Heinrich Theodor Menke (24 May 1819 – 14 May 1892) was a German geographer, who was born and lived in Bremen. He is remembered for his work in historical geography.

== Education and career ==
Menke studied theology and philology at the University of Bonn, and in 1842 received his doctorate at Halle with a dissertation on ancient Lydia. Afterwards, he worked as a school teacher in Bremen, but soon became dis-satisfied with this line of work, and undertook legal studies in Berlin and Heidelberg. After attaining his degree, he practiced law in Bremen, and later Vegesack.

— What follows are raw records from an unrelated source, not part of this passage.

PR #200, opened 2021-01-07
Default image if missing

Eeems:
(Follow-up to #198)

### DIFF
--- a/scripts/package-build
+++ b/scripts/package-build
@@ -151,7 +151,7 @@ for pkgname in "${pkgnames[@]}"; do
             section "Stripping $pkgname"
             docker container run --interactive --rm \
                 --mount type=bind,src="$(realpath "$pkgdir")",dst=/pkg \
-                "$(image-name "$image")" /bin/bash \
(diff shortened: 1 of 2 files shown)


scripts/package-build
```diff
@@ -151,7 +151,7 @@ for pkgname in "${pkgnames[@]}"; do
             section "Stripping $pkgname"
             docker container run --interactive --rm \
                 --mount type=bind,src="$(realpath "$pkgdir")",dst=/pkg \
-                "$(image-name "$image")" /bin/bash \
+                "$(image-name "$([[ -n $image ]] && echo "base:v1.2.2" || echo "$image")")" /bin/bash \
```
matteodelabre: If I may suggest a terser version using Bash’s default value expansion:

```suggestion
                "$(image-name "${image:-base:v1.2.2}")" /bin/bash \
```

matteodelabre (dismissed):
Looking good. Sorry that we missed that case in the other PR!

matteodelabre (approved):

Throughout his life, Menke had an avid interest in geography, and via contact with Wilhelm Perthes (1783–1853) of the Justus Perthes Geographische Anstalt in Gotha, in the centre of Germany, his primary vocational focus turned to editing and producing geographical atlases. In 1865, he published the third edition of Karl Spruner von Merz' Atlas Antiquus, and later produced the heavily revised third edition of Spruner's atlas of medieval and modern history, Hand-Atlas für die Geschichte des Mittelalters und der neueren Zeit (1871–1880). Menke, a corresponding member of the Bavarian Academy of Sciences and Humanities since 1877, died in Gotha on 14 May 1892.

The island group Menkeøyane in the Svalbard archipelago is named in his honour.